*** DATA RECORDS ***

PR #85, opened 2022-11-21
Add Virtuozzo Loader

Zawadidone:
Add Virtuozzo container loader

> VE_ROOT /vz/root/$VEID
> The mount point for container’s root. Must contain the literal string $VEID that will be substituted with the actual container UUID.

## Reference

* [https://docs.virtuozzo.com/virtuozzo_hybrid_server_7_command_line_reference/managing-system/configuration-files.html](https://docs.virtuozzo.com/virtuozzo_hybrid_server_7_command_line_reference/managing-system/configuration-files.html)


Zawadidone:
@Schamper 
> Hm can you give me a quick rundown of how Virtuozzo works and how this is supposed to work? Is each directory under /vz/root/<uuid> a separate container, and should thus be a separate target?

Virtuozzo can be used to run Linux containers which are mounted in the `/vz/root` folder. So the Virtouzzo server itself should be a target which, but also every underling container mounted to that path.

Yes every container should be a separate target is this possible with the current `DirLoader`?

Schamper:
Hm I think in that case, it's best to implement it as a child target plugin. In that case, any type of evidence that contains Virtuozzo containers (VMDK, E01, directories) will be able to list all containers.

You can take a look at the other child target plugins for inspiration: https://github.com/fox-it/dissect.target/tree/main/dissect/target/plugins/child

Once you implement the Virtuozzo child plugin, it should all hook automatically into the current `--child` and `--children` command line arguments.

Zawadidone:
Is it intended that the child target is the actual location in the target?

`/vz/root/669ef446-683b-11ed-9022-0242ac120001` (child) instead of `[...]/targets/linux/vz/root/669ef446-683b-11ed-9022-0242ac120001` (parent+child)

```bash
target-query -t ~/targets/linux/ --children -f hostname -q
<Target [...]/targets/linux> kali
<Target /vz/root/669ef446-683b-11ed-9022-0242ac120001> 669ef446-683b-11ed-9022-0242ac120001
<Target /vz/root/669ef446-683b-11ed-9022-0242ac120002> 669ef446-683b-11ed-9022-0242ac120002
```

Schamper:
Yes, child targets are always nested in the parent target. In your example it looks like you have a directory target, for which you could in theory have a working path to the child target. However, if you were to use a VMDK or EWF target, that obviously won't hold up anymore.

dissect/target/plugins/child/virtuozzo.py
```diff
@@ -0,0 +1,42 @@
...
+    """
+
+    __type__ = "virtuozzo"
+
+    PATH = "/vz/root"
+
+    def __init__(self, target):
+        super().__init__(target)
+        self.vz_containers = [p for p in self.target.fs.iterdir(self.PATH)]
+
```
Schamper, line 31:
```suggestion
```
`self.PATH` may not exist. `__init__` runs before `check_compatible`.

dissect/target/plugins/child/virtuozzo.py
```diff
@@ -0,0 +1,42 @@
...
+        if not self.target.fs.path(self.PATH).exists():
+            raise UnsupportedPluginError("No /vz/root folder found")
+
+    def list_children(self):
+        for container in self.vz_containers:
+            yield ChildTargetRecord(
+                type=self.__type__, 
+                path=str(self.target.fs.path(self.PATH).joinpath(container)), 
+                _target=self.target
+            )
```
Schamper, line 42:
```suggestion
    def list_children(self):
        for container in self.target.fs.path(self.PATH).iterdir():
            yield ChildTargetRecord(
                type=self.__type__, 
                path=str(container), 
                _target=self.target
            )
```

*** End of DATA RECORDS ***

[TASK]: Please quote every record above exactly as it appears.

[EXERCISE ANSWER]:
PR #85, opened 2022-11-21
Add Virtuozzo Loader

Zawadidone:
Add Virtuozzo container loader

> VE_ROOT /vz/root/$VEID
> The mount point for container’s root. Must contain the literal string $VEID that will be substituted with the actual container UUID.

## Reference

* [https://docs.virtuozzo.com/virtuozzo_hybrid_server_7_command_line_reference/managing-system/configuration-files.html](https://docs.virtuozzo.com/virtuozzo_hybrid_server_7_command_line_reference/managing-system/configuration-files.html)


Zawadidone:
@Schamper 
> Hm can you give me a quick rundown of how Virtuozzo works and how this is supposed to work? Is each directory under /vz/root/<uuid> a separate container, and should thus be a separate target?

Virtuozzo can be used to run Linux containers which are mounted in the `/vz/root` folder. So the Virtouzzo server itself should be a target which, but also every underling container mounted to that path.

Yes every container should be a separate target is this possible with the current `DirLoader`?

Schamper:
Hm I think in that case, it's best to implement it as a child target plugin. In that case, any type of evidence that contains Virtuozzo containers (VMDK, E01, directories) will be able to list all containers.

You can take a look at the other child target plugins for inspiration: https://github.com/fox-it/dissect.target/tree/main/dissect/target/plugins/child

Once you implement the Virtuozzo child plugin, it should all hook automatically into the current `--child` and `--children` command line arguments.

Zawadidone:
Is it intended that the child target is the actual location in the target?

`/vz/root/669ef446-683b-11ed-9022-0242ac120001` (child) instead of `[...]/targets/linux/vz/root/669ef446-683b-11ed-9022-0242ac120001` (parent+child)

```bash
target-query -t ~/targets/linux/ --children -f hostname -q
<Target [...]/targets/linux> kali
<Target /vz/root/669ef446-683b-11ed-9022-0242ac120001> 669ef446-683b-11ed-9022-0242ac120001
<Target /vz/root/669ef446-683b-11ed-9022-0242ac120002> 669ef446-683b-11ed-9022-0242ac120002
```

Schamper:
Yes, child targets are always nested in the parent target. In your example it looks like you have a directory target, for which you could in theory have a working path to the child target. However, if you were to use a VMDK or EWF target, that obviously won't hold up anymore.

dissect/target/plugins/child/virtuozzo.py
```diff
@@ -0,0 +1,42 @@
...
+    """
+
+    __type__ = "virtuozzo"
+
+    PATH = "/vz/root"
+
+    def __init__(self, target):
+        super().__init__(target)
+        self.vz_containers = [p for p in self.target.fs.iterdir(self.PATH)]
+
```
Schamper, line 31:
```suggestion
```
`self.PATH` may not exist. `__init__` runs before `check_compatible`.

dissect/target/plugins/child/virtuozzo.py
```diff
@@ -0,0 +1,42 @@
...
+        if not self.target.fs.path(self.PATH).exists():
+            raise UnsupportedPluginError("No /vz/root folder found")
+
+    def list_children(self):
+        for container in self.vz_containers:
+            yield ChildTargetRecord(
+                type=self.__type__, 
+                path=str(self.target.fs.path(self.PATH).joinpath(container)), 
+                _target=self.target
+            )
```
Schamper, line 42:
```suggestion
    def list_children(self):
        for container in self.target.fs.path(self.PATH).iterdir():
            yield ChildTargetRecord(
                type=self.__type__, 
                path=str(container), 
                _target=self.target
            )
```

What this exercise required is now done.